◆ **THE DATA**:
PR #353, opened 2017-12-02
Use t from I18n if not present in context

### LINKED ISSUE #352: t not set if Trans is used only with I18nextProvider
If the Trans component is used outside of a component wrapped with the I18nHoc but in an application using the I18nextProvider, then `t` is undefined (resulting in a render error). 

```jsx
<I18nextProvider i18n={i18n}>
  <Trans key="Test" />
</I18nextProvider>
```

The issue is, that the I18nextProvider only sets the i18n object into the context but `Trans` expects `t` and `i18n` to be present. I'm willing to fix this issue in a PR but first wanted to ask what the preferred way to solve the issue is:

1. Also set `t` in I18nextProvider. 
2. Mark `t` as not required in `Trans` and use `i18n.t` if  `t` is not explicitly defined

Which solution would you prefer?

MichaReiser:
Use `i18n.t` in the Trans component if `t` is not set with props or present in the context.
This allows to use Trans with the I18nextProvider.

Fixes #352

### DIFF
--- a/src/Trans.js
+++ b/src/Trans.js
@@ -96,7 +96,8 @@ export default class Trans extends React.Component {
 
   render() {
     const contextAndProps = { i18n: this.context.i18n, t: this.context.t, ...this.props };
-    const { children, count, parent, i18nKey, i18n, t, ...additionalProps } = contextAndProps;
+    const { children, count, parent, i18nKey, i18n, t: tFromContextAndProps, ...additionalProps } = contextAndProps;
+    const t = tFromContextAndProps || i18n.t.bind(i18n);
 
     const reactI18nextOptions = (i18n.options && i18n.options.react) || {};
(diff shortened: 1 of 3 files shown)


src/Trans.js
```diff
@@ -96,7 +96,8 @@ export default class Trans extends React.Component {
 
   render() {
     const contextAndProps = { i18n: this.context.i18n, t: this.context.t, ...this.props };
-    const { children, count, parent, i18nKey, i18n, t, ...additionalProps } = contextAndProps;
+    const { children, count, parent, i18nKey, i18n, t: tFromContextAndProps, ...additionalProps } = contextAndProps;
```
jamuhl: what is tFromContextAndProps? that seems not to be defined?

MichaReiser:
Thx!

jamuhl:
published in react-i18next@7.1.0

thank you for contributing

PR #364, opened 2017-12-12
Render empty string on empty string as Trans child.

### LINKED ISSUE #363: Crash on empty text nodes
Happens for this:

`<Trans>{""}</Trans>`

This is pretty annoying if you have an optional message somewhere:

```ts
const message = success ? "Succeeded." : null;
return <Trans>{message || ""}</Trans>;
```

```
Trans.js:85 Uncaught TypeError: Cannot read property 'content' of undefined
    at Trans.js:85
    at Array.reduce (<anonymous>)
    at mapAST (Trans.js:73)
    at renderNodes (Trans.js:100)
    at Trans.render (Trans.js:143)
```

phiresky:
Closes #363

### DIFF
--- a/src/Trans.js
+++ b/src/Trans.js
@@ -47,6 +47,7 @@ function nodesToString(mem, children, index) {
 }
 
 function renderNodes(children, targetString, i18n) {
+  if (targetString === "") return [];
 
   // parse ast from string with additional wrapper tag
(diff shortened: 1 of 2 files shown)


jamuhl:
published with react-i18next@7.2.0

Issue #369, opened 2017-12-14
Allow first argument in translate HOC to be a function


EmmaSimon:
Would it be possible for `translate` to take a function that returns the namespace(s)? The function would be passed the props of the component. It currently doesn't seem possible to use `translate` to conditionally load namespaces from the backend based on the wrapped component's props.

◆ **PROMPT**: What is needed is every line from the beginning of the data up to and including the line with "### LINKED ISSUE #352: t", given again word for word.

◆ **TASK OUTPUT**:
PR #353, opened 2017-12-02
Use t from I18n if not present in context

### LINKED ISSUE #352: t not set if Trans is used only with I18nextProvider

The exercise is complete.